Genetic and biochemical studies lend strong support to the idea that the CTR-family of membrane proteins mediate cellular copper uptake. Similarly, the roles of copper transporting ATPases and intracellular copper chaperones in copper secretion and transfer of copper ions to the active sites of cuproenzymes have been firmly established. What remains elusive, is how these different components are integrated at the molecular level, largely because the structures of the membrane proteins involved in these processes are unknown. The longterm goal of this project is to understand at a structural level the mechanism by which copper transporting membrane proteins and cellular copper chaperones interact with each other to accomplish directed flow of copper within cells. Work towards Aim 1 capitalizes on our progress in the structure determination of the human high affinity copper transporter hCTR1. The structure suggests that clustering of the C-termini in the hCTR1 trimer creates a binding site for both copper ions and copper chaperones, which would allow for a direct transfer of copper from hCTR1 to the chaperones. Notably, the amino acid residues forming this site are absent in mammalian CTR2, raising the question whether all CTR-proteins use the same mechanism to distribute copper to downstream acceptors. We propose to solve the structure of hCTR2 by electron crystallography to investigate the hypothesis that in hCTR2 an alternate set of metal binding residues can functionally replace the C-terminal chaperone docking site observed in hCTRl Further pursuing the idea of direct CTR:chaperone interactions, the goal of Aim 2 is to trap CTR:chaperone complexes, and to visualize their structure by electron microscopic single particle methods. Finally, the longterm goal for Aim 3 is to solve the structure of the copper transporting ATPase 7B, which is involved in copper secretion. The key aspect of these studies will be to delineate the spatial relationships between the membrane embedded and cytosolic domains that are critical for function and the regulation of the ATPase's complex trafficking behavior.

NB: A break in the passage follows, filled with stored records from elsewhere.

PR #603, opened 2022-06-09
Feat/force validation

loeswerkman:
In this branch, the `$_SESSION['VV']['validated_variants']` array is added and used to store all validated variants from the submission dialogue. This array is then used in `checkFields()` at `POST` to ensure that all variants in the submission form were indeed validated. 

Related to #588

### DIFF
--- a/src/ajax/check_hgvs_dialogue.php
+++ b/src/ajax/check_hgvs_dialogue.php
@@ -247,7 +247,7 @@ if ($_REQUEST['action'] == 'check') {
             'oButtonOKCouldBeValid'
         );
         // Adding the variant to $_SESSION to mark it as validated.
-        $_SESSION['VV']['validated_variants'][($sType == 'VOG'? $sGenomeBuildID : $sReferenceSequence)] = $_REQUEST['var'];
+        $_SESSION['VV']['validated_variants'][($sType == 'VOG'? $sGenomeBuildID : $sReferenceSequence)][$_REQUEST['var']] = true;
         exit;
     }
 
@@ -315,7 +315,7 @@ if ($_REQUEST['action'] == 'check') {
             'oButtonOKCouldBeValid'
         );
         // Adding the variant to $_SESSION to mark it as validated.
-        $_SESSION['VV']['validated_variants'][($sType == 'VOG'? $sGenomeBuildID : $sReferenceSequence)] = $_REQUEST['var'];
+        $_SESSION['VV']['validated_variants'][($sType == 'VOG'? $sGenomeBuildID : $sReferenceSequence)][$_REQUEST['var']] = true;
         exit;
     }
 
@@ -425,7 +425,7 @@ if ($_REQUEST['action'] == 'map') {
             'oButtonOKCouldBeValid'
         );
         // Adding the variant to $_SESSION to mark it as validated.
-        $_SESSION['VV']['validated_variants'][($sType == 'VOG'? $sGenomeBuildID : $sReferenceSequence)] = $_REQUEST['var'];
+        $_SESSION['VV']['validated_variants'][($sType == 'VOG'? $sGenomeBuildID : $sReferenceSequence)][$_REQUEST['var']] = true;
         exit;
     }
 
@@ -546,7 +546,7 @@ if ($_REQUEST['action'] == 'map') {
         }');
 
         // Adding this variant to the array of validated variants to mark it as validated.
-        $_SESSION['VV']['validated_variants'][$sTranscript] = $aTranscriptData['DNA'];
+        $_SESSION['VV']['validated_variants'][$sTranscript][$aTranscriptData['DNA']] = true;
     }
 
     // Returning the mapping for genomic variants.
@@ -591,7 +591,7 @@ if ($_REQUEST['action'] == 'map') {
         ');
 
         // Adding the variant to the array of validated variants to mark it as validated.
-        $_SESSION['VV']['validated_variants'][$sGBID] = $sMappedGenomicVariant;
+        $_SESSION['VV']['validated_variants'][$sGBID][$sMappedGenomicVariant] = true;
     }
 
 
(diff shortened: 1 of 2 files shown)


src/ajax/check_hgvs_dialogue.php
```diff
@@ -572,9 +589,13 @@ function update_images_per_step($sStep, $sImage)
         oGenomicField.val("' . $sMappedGenomicVariant . '").attr("class", "accept");
         oGenomicField.siblings("img:first").attr({src: "gfx/check.png", title: "Validated"});
         ');
+
+        // Adding the variant to the array of validated variants to mark it as validated.
+        $_SESSION['VV']['validated_variants'][$sGBID] = $sMappedGenomicVariant;
     }
 
 
+    // TODO: Check whether the below code does not conflict with the $_SESSION enforce method.
```
loeswerkman, line 567: The code below fills in fields that were left empty after a call to VariantValidator and disables there `onChange`. This was done because the original code worked in a way where users could not fill in the empty fields without there being a call to the `check_hgvs_dialogue.php` that would then empty all fields that were just nicely filled by VariantValidator. However, because our new code does not clear out all variants, the `onChanges` may remain. However, filling in the fields with _some_ sort of input seems clean to me, so I have left that. @ifokkema, if you disagree on filling the empty fields, that is totally fine and it can be removed!

ifokkema (changes requested):
Some changes are needed, I also found one XSS vulnerability that needs to be fixed.

src/ajax/check_hgvs_dialogue.php
```diff
@@ -35,17 +35,30 @@
 header('Content-type: text/javascript; charset=UTF-8');
 
 
+// Check whether all required input was given.
+if (!(isset($_REQUEST['var']) && isset($_REQUEST['action'])
+    && isset($_REQUEST['fieldName']) && isset($_REQUEST['refSeqInfo']))) {
+    // If any of these variables are missing, we cannot correctly
+    //  perform any checks, so we will exit the script.
+    exit;
+}
```
ifokkema, line 44: This is fine, no need to change it, but just FYI: a perhaps more readable method is
```php
if (empty($_REQUEST['var']) || empty($_REQUEST['action'])
    || empty($_REQUEST['fieldName']) || empty($_REQUEST['refSeqInfo'])) {
```

src/ajax/check_hgvs_dialogue.php
```diff
@@ -35,17 +35,30 @@
...
+if (!isset($_REQUEST['transcripts'])) {
+    // Let's assume the transcripts were empty if this variable was not set.
+    $_REQUEST['transcripts'] = '';
+}
+
+
```
ifokkema, line 50: The line below already handles the missing variable, so this part is redundant.
(note that `empty($var)` is like an `!isset($var) || !$var`)

src/ajax/check_hgvs_dialogue.php
```diff
@@ -35,17 +35,30 @@
...
-$sFieldName = htmlspecialchars(urldecode($_REQUEST['fieldName']));
+$sFieldName = htmlspecialchars($_REQUEST['fieldName']);
 
 
 
-if (!($_REQUEST['var'])) {
+if (!empty($_REQUEST['var'])) {
     // If the variant is empty, we can simply close the script.
     exit;
 }
```
ifokkema, line 64: This kills the script entirely :laughing:

ifokkema: By the way, this block can now be removed because you already check for an empty variable on line 39.

src/ajax/check_hgvs_dialogue.php
```diff
@@ -41,7 +41,7 @@
 $aTranscripts = (empty($_REQUEST['transcripts'])? array() : explode('|', urldecode($_REQUEST['transcripts'])));
 
 // Retrieving the name of the input field.
-$sFieldName = urldecode($_REQUEST['fieldName']);
+$sFieldName = htmlspecialchars(urldecode($_REQUEST['fieldName']));
```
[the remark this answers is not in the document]
loeswerkman: Done

src/ajax/check_hgvs_dialogue.php
```diff
@@ -233,11 +209,13 @@ function update_images_per_step($sStep, $sImage)
...
         update_images_per_step('statusChecks', 'gfx/cross.png');
         update_dialogue(
-            '<br>Your variant contains syntax which our HGVS check cannot recognise. ' .
+            '<br>Your variant contains syntax that our HGVS check cannot recognise. ' .
             'Therefore, we cannot validate your variant nor map it to other reference sequences. ' .
             'Please thoroughly validate your variant by hand.',
             'oButtonOKCouldBeValid'
         );
+        // Adding the variant to $_SESSION to mark it as validated.
+        $_SESSION['VV']['validated_variants'][($sType == 'VOG'? $sGenomeBuildID : $sReferenceSequence)][$_REQUEST['var']] = true;
```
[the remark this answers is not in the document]
loeswerkman: Yes, good point! Has been implemented

src/class/object_genome_variants.php
```diff
@@ -256,21 +256,44 @@ function checkFields ($aData, $zData = false, $aOptions = array())
...
-                if (lovd_isHGVS($sVariant)) {
-                    // The variant looks good!
-                    continue;
+                // We want to check the input of all DNA fields: if their description passed
+                //  all our HGVS checks, it will have been added to $_SESSION.
+
+                // Before we can check $_SESSION, we need to retrieve the key to which it
+                //  should have been added, which is the GB ID for a VOG and the reference
+                //  sequence for a VOT.
+                global $_DB;
```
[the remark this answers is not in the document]
loeswerkman: Whoops, done!

src/ajax/check_hgvs_dialogue.php
loeswerkman: Much better, this has been implemented instead :)

src/ajax/check_hgvs_dialogue.php
loeswerkman: Whoops ':), the code block has been removed.

src/ajax/check_hgvs_dialogue.php
loeswerkman: Has been removed!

遗传和生化研究有力地支持了膜蛋白 CTR 家族的观点 介导细胞铜的吸收。同样，铜转运 ATP 酶和细胞内铜的作用 铜分泌和铜离子转移到铜酶活性位点的分子伴侣已被 牢固地建立起来。仍然难以捉摸的是这些不同的成分如何在分子上整合 水平，很大程度上是因为参与这些过程的膜蛋白的结构尚不清楚。 该项目的长期目标是从结构层面了解铜 转运膜蛋白和细胞铜伴侣相互作用以完成 铜在细胞内的定向流动。 实现目标 1 的工作利用了我们在人类高亲和力结构确定方面取得的进展 铜转运蛋白 hCTR1。该结构表明 hCTR1 三聚体中 C 末端的聚集 为铜离子和铜伴侣创建一个结合位点，这将允许直接转移 铜从 hCTR1 到伴侣。值得注意的是，形成该位点的氨基酸残基不存在于 哺乳动物 CTR2，提出了一个问题：是否所有 CTR 蛋白都使用相同的机制来分布 铜到下游受体。我们建议通过电子晶体学解析 hCTR2 的结构 研究以下假设：在 hCTR2 中，一组替代的金属结合残基可以在功能上替代 在 hCTRl 中观察到的 C 末端伴侣对接位点 进一步追求直接的想法 CTR：伴侣相互作用，目标 2 的目标是捕获 CTR：伴侣复合物，并可视化它们 通过电子显微镜单粒子方法进行结构。最后，目标 3 的长期目标是解决 铜转运 ATP 酶 7B 的结构，参与铜分泌。关键方面 这些研究将描绘膜嵌入和胞质之间的空间关系 这些结构域对于 ATP 酶复杂运输行为的功能和调节至关重要。